Dans l’ensemble, la réponse des professionnels du secteur maritime est encore trop souvent en réaction à un problème de sécurité rencontré et se limite généralement en une approche de conformité, c’est-à-dire, basée sur la mise en œuvre des bonnes pratiques édictées par les professionnels de la cybersécurité et la mise en œuvre d’obligations réglementaires nationales ou sectorielles.
Ce socle de sécurité est certes capable de prémunir les organisations contre les risques d’attaques de spectre large et/ou élaboré, mais ne constitue pas des barrières efficaces pour lutter contre les attaques de niveau avancé. Celles-ci sont de hautes technicités, ce qui leur permet de pénétrer furtivement les systèmes d'information d'acteurs évolués et persistantes, c’est-à-dire qu’elles sont capables de se maintenir pour de longues périodes dans ces systèmes et d'y agir ou d'en extraire des informations sans se faire repérer.
L’interconnexion croissante de l’IT (Information Technology) dans l’OT (Operational Technology) favorise ce type de scénario.

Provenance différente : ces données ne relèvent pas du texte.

Issue #14811, opened 2022-11-28
[MU4 Issue] Trill line trills all staffs of the instrument


LuisLiszt:
**Describe the bug**
Trill line trills all notes of one instrument, in this example the bass staff of the piano.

En effet, dans les ports, les systèmes de type OT sont nombreux : grues type RTG et STS, système de contrôle du navire, gestion du transit des marchandises, systèmes de sûreté et de sécurité. Dans les faits, la difficulté est que ces systèmes OT ne font pas l’objet d’une cybersurveillance systématique et à niveau : les actions malveillantes y sont donc beaucoup plus longues à détecter. Pour lutter contre ce type de menace, l’approche par scénario doit venir compléter la démarche de conformité. Elle nécessite d’identifier les sources de risques et les objectifs ciblés par ces dernières, de cartographier les parties prenantes critiques de l’écosystème et de décliner des chemins d’attaque possibles. Dès lors, la définition de contre-mesures pertinentes basées sur une stratégie de défense en profondeur pourra être mise en œuvre dans le cadre du pilotage d’un système de management de la sécurité régulièrement évalué.
La cybersécurité n’est pas que technique, elle est aussi question d’organisation, de formation et d’entrainement. Elle commence par la protection physique des installations et en conséquence entretient des liens étroits avec l’ISPS pour le secteur maritime. Il conviendrait de sortir d’une vision en silo et d’ouvrir le champ d’études à une véritable pluridisciplinarité (sociologie des organisations, criminologie, etc.) afin de disposer d’une vision globale des risques. Enfin l’humain, comme dans les autres domaines de lutte contre la malveillance, est un élément central de l’efficience du système.